The notion of a perfect model fit is often associated with the R-squared value, which indicates the proportion of variance explained by the model. An R² of 1, or 100%, signifies a perfect fit where the model accounts for all variability in the dependent variable; thus, the statement "R²= 1 or 100%" correctly indicates a perfect fit (Kutner et al., 2005). Other options, like R²=0, or Durbin-Watson=2, pertain to different aspects of the model's diagnostics, but do not directly signal a perfect fit. The Durbin-Watson statistic, for example, assesses autocorrelation in residuals, with a value close to 2 indicating no autocorrelation, but it does not measure the explained variance.

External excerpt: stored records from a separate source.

PR #3868, opened 2023-01-31
Get user roles by source

Kuliak:


perun-core/src/main/java/cz/metacentrum/perun/core/impl/AuthzResolverImpl.java
```diff
@@ -1,33 +1,7 @@
...
-import cz.metacentrum.perun.core.api.User;
-import cz.metacentrum.perun.core.api.Vo;
-import cz.metacentrum.perun.core.api.exceptions.AlreadyAdminException;
-import cz.metacentrum.perun.core.api.exceptions.GroupNotAdminException;
-import cz.metacentrum.perun.core.api.exceptions.InternalErrorException;
-import cz.metacentrum.perun.core.api.exceptions.PolicyNotExistsException;
-import cz.metacentrum.perun.core.api.exceptions.RoleAlreadySetException;
-import cz.metacentrum.perun.core.api.exceptions.RoleManagementRulesNotExistsException;
-import cz.metacentrum.perun.core.api.exceptions.RoleNotSetException;
-import cz.metacentrum.perun.core.api.exceptions.UserNotAdminException;
```
Johaney-s, line 30: please fix your IDE configuration to not use wildcard imports

perun-core/src/main/java/cz/metacentrum/perun/core/impl/AuthzResolverImpl.java
```diff
@@ -146,21 +115,27 @@ public AuthzResolverImpl(DataSource perunPool) {
...
+						"where authz.user_id=?",
+					AUTHZROLE_MAPPER, user.getId());
 
 				for (Pair<String, Map<String, Set<Integer>>> pair : authzRolesPairs) {
 					authzRoles.putAuthzRoles(pair.getLeft(), pair.getRight());
 				}
 
+				if (getAuthorizedGroupBasedRoles) {
+					// add user roles based on membership in authorized groups
+					authzRoles.putAll(getRolesObtainedFromAuthorizedGroupMemberships(user));
```
Johaney-s, line 136: I think this removes existing values for keys (roles) and puts new ids to them (so objects are not merged, but overwritten with group-gained roles).

Kuliak: Very nice! Previous tests were not built to test both direct and inherited roles presence. I updated them and fixed the problem with removing already existing roles. Thank you.

xflord (approved):
There are still some wildcard imports, otherwise well done

Johaney-s (commented):
besides the imports looks good now, but i'd say you can squash the commits - we don't really use "base" or "rpc" scopes...

edit: discussed on daily that backend might need adjustments in case the view should contain authoritative group ids... added don't merge label.

perun-base/src/main/resources/perun-roles.yml
```diff
@@ -402,7 +402,19 @@ perun_policies:
...
+    include_policies:
+      - default_policy
+
+  getRoleComplementaryObjectsWithAuthorizedGroups_int_policy:
+    policy_roles:
+      - PERUNOBSERVER:
+    include_policies:
+      - default_policy
+
+  getRolesObtainedFromAuthorizedGroupMemberships_int_policy:
```
Johaney-s, line 417: These policies would not be enough for the roles view in "myProfile" section - every user can view his roles there. I think "`SELF: User`" policy needs to be added to the new policies.

perun-core/src/main/java/cz/metacentrum/perun/core/impl/AuthzResolverImpl.java
```diff
@@ -87,6 +91,43 @@ public class AuthzResolverImpl implements AuthzResolverImplApi {
 
 	private static final Pattern columnNamesPattern = Pattern.compile("^[_0-9a-zA-Z]+$");
 
+
+	private static final RowMapper<Map<String, Map<Integer, Group>>> AUTHZ_COMPLEMENTARY_OBJECTS_AUTH_GROUPS_MAPPER = (rs, i) -> {
```
Johaney-s, line 95: we should be able to represent the use case, when user is member of group A and group B, which are both voadmins of VO - then you need a list of groups to be related with one voadmin role. now only one of them is returned.

perun-core/src/main/java/cz/metacentrum/perun/core/implApi/AuthzResolverImplApi.java
```diff
@@ -1,21 +1,7 @@
 package cz.metacentrum.perun.core.implApi;
 
-import cz.metacentrum.perun.core.api.Facility;
```
Johaney-s, line 3: still wildcard imports

perun-core/src/test/java/cz/metacentrum/perun/core/impl/AuthzResolverImplIntegrationTest.java
```diff
@@ -1,37 +1,19 @@
...
-import cz.metacentrum.perun.core.api.Role;
-import cz.metacentrum.perun.core.api.User;
-import cz.metacentrum.perun.core.api.UserExtSource;
-import cz.metacentrum.perun.core.api.Vo;
-import cz.metacentrum.perun.core.api.exceptions.AlreadyMemberException;
-import cz.metacentrum.perun.core.api.exceptions.ExtendMembershipException;
-import cz.metacentrum.perun.core.api.exceptions.RoleAlreadySetException;
-import cz.metacentrum.perun.core.api.exceptions.RoleNotSetException;
-import cz.metacentrum.perun.core.api.exceptions.WrongAttributeValueException;
-import cz.metacentrum.perun.core.api.exceptions.WrongReferenceAttributeValueException;
```
Johaney-s, line 20: wildcard imports

perun-rpc/src/main/java/cz/metacentrum/perun/rpc/methods/AuthzResolverMethod.java
```diff
@@ -1,35 +1,19 @@
...
-import cz.metacentrum.perun.core.api.Member;
-import cz.metacentrum.perun.core.api.PerunBean;
-import cz.metacentrum.perun.core.api.PerunPolicy;
-import cz.metacentrum.perun.core.api.PerunPrincipal;
-import cz.metacentrum.perun.core.api.PerunSession;
-import cz.metacentrum.perun.core.api.Resource;
-import cz.metacentrum.perun.core.api.RichUser;
-import cz.metacentrum.perun.core.api.Role;
-import cz.metacentrum.perun.core.api.RoleManagementRules;
-import cz.metacentrum.perun.core.api.SecurityTeam;
```
Johaney-s, line 21: wildcard imports

perun-rpc/src/main/java/cz/metacentrum/perun/rpc/methods/AuthzResolverMethod.java
```diff
@@ -78,7 +62,47 @@ public List<String> call(ApiCaller ac, Deserializer parms ) throws PerunExceptio
...
+		public AuthzRoles call(ApiCaller ac, Deserializer parms) throws PerunException {
+			return cz.metacentrum.perun.core.api.AuthzResolver.getRolesObtainedFromAuthorizedGroupMemberships(ac.getSession(), parms.readInt("userId"));
+		}
+	},
+	/*#
+	 * Returns map of role complementary objects (perun beans) together with authorized group where user is member.
+	 *
+	 * @param userId int Id of a user
+	 * @return Map<String, Map<Integer, Group>> complementary objects with associated authorized groups
+	 * @exampleResponse {"Vo": { 28: 9645, 37: 9645 }}
```
Johaney-s, line 100: please update the example according to the returned type annotation

Johaney-s (changes requested):
please rebase it - db update

perun-core/src/main/java/cz/metacentrum/perun/core/impl/AuthzResolverImpl.java
```diff
@@ -87,6 +91,43 @@ public class AuthzResolverImpl implements AuthzResolverImplApi {
...
+								rs.getInt("authz_authorized_group_id"),
+								rs.getString("groups_name"),
+								rs.getString("groups_description"),
+								rs.getInt("groups_vo_id")
+							));
+					}
+				}
+			}
+
+			return perunBeansWithAuthorizedGroups;
```
xflord, line 124: This code is quite difficult to read, so I might be wrong but I think you need to return a structure like this: 
Pair<RoleName, Map<AuthGroupId, Pair<BeanName, Set\<ObjectId>>>>
Otherwise you completely lose the information about which role is associated with which authorized group / object, no?

perun-core/src/test/java/cz/metacentrum/perun/core/impl/AuthzResolverImplIntegrationTest.java
```diff
@@ -78,24 +60,100 @@ public void getRolesOnlyValid() throws Exception {
...
+		// set role for group
+		AuthzResolver.setRole(sess, testGroup, createdVo, Role.VOADMIN);
+
+		// check that user has VO
+		AuthzRoles userRoles = authzResolverImpl.getRoles(testUser, false);
+		assertFalse(userRoles.hasRole(Role.VOADMIN, createdVo));
+	}
+
+	@Test
+	public void getRoleComplementaryObjectsWithAuthorizedGroupsTest() throws Exception {
```
xflord, line 123: Afterwards an edit to this test to cover multiple authorized groups / different roles would be nice

xflord (commented):
I might be misunderstanding the purpose of the  `getRoleComplementaryObjectsWithAuthorizedGroups` method so correct me if I'm wrong

perun-base/src/main/resources/perun-roles.yml
Johaney-s: yes, they should

perun-core/src/test/java/cz/metacentrum/perun/core/impl/AuthzResolverImplIntegrationTest.java
Kuliak: Yes, good suggestion. I have adjusted the test already. Thank you!

perun-core/src/main/java/cz/metacentrum/perun/core/impl/AuthzResolverImpl.java
Kuliak: I admit, code is not the best one to read and yes, if you used only this method, you would lose information about which role is connected to which object.
However, when you get all roles for user, they contain an id of complementary object connected to it, so it can be used to obtain specific groups from map returned by `getRoleComplementaryObjectsWithAuthorizedGroups` method.

xflord: Right, but can't a user have multiple roles in the same complementary object through different authorized groups? How do you then tell which group provides which role?

xflord: I guess there could be a way to get this information through a combination of the methods, but that seems like extra logic for no reason.

perun-core/src/main/java/cz/metacentrum/perun/core/api/AuthzResolver.java
```diff
@@ -892,24 +893,63 @@ public static List<String> getUserRoleNames(PerunSession sess, User user) throws
...
-	 * @return AuthzRoles object which contains all roles with perunbeans
 	 */
-	public static AuthzRoles getUserRoles(PerunSession sess, int userId) throws UserNotExistsException, PrivilegeException {
+	public static AuthzRoles getUserRoles(PerunSession sess, int userId, boolean getAuthorizedGroupBasedRoles) throws UserNotExistsException, PrivilegeException {
 		Utils.checkPerunSession(sess);
 		User user = ((PerunBl) sess.getPerun()).getUsersManagerBl().getUserById(sess, userId);
 
 		//Authorization
-		if (!authorizedInternal(sess, "getUserRoles_int_policy"))
+		if (!authorizedInternal(sess, "getUserRoles_int_boolean_policy"))
```
Johaney-s, line 911:
```suggestion
		if (!authorizedInternal(sess, "getUserRoles_int_boolean_policy", user))
```

perun-core/src/main/java/cz/metacentrum/perun/core/api/AuthzResolver.java
```diff
@@ -892,24 +893,63 @@ public static List<String> getUserRoleNames(PerunSession sess, User user) throws
...
+	 * @param sess   perun session
+	 * @param userId id of a user
+	 * @return Map<String, Map<Integer, List<Group>>> roles with map of complementary objects with associated authorized groups
+	 */
+	public static Map<String, Map<Integer, List<Group>>> getRoleComplementaryObjectsWithAuthorizedGroups(PerunSession sess, int userId) throws UserNotExistsException, PrivilegeException {
+		Utils.checkPerunSession(sess);
+		User user = ((PerunBl) sess.getPerun()).getUsersManagerBl().getUserById(sess, userId);
+
+		//Authorization
+		if (!authorizedInternal(sess, "getRoleComplementaryObjectsWithAuthorizedGroups_int_policy"))
```
Johaney-s, line 930:
```suggestion
		if (!authorizedInternal(sess, "getRoleComplementaryObjectsWithAuthorizedGroups_int_policy", user))
```

perun-core/src/main/java/cz/metacentrum/perun/core/api/AuthzResolver.java
```diff
@@ -892,24 +893,63 @@ public static List<String> getUserRoleNames(PerunSession sess, User user) throws
...
+	 * @param userId                       id of a user
+	 * @return AuthzRoles object which contains roles with perunbeans
+	 * @throws InternalErrorException
+	 */
+	public static AuthzRoles getRolesObtainedFromAuthorizedGroupMemberships(PerunSession sess, int userId) throws UserNotExistsException, PrivilegeException {
+		Utils.checkPerunSession(sess);
+		User user = ((PerunBl) sess.getPerun()).getUsersManagerBl().getUserById(sess, userId);
+
+		//Authorization
+		if (!authorizedInternal(sess, "getRolesObtainedFromAuthorizedGroupMemberships_int_policy"))
```
Johaney-s, line 949:
```suggestion
		if (!authorizedInternal(sess, "getRolesObtainedFromAuthorizedGroupMemberships_int_policy", user))
```

xflord (approved):
good job

Johaney-s (approved):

The "third quick check" in regression analysis typically refers to assessing the robustness or the explanatory power of the model, often via the adjusted R-square, which adjusts for the number of predictors and sample size. A high adjusted R-square suggests that a large portion of the variability in the dependent variable is explained, taking model complexity into account (Kuhn & Johnson, 2013). This check can also involve residual analysis to examine serial correlation or seasonality. In the context provided, most likely, it indicates that more than three-quarters of the variation is explained, reinforcing the model's strong explanatory power.

References

  • Draper, N. R., & Smith, H. (1998). Applied Regression Analysis (3rd ed.). Wiley-Interscience.
  • Gujarati, D. N., & Porter, D. C. (2009). Basic Econometrics (5th ed.). McGraw-Hill Education.
  • Hyndman, R. J., & Athanasopoulos, G. (2018). Forecasting: Principles and Practice. OTexts.
  • Kuhn, M., & Johnson, K. (2013). Applied Predictive Modeling. Springer.
  • Kutner, M. H., Nachtsheim, C., Neter, J., & Li, W. (2005). Applied Linear Regression. McGraw-Hill Education.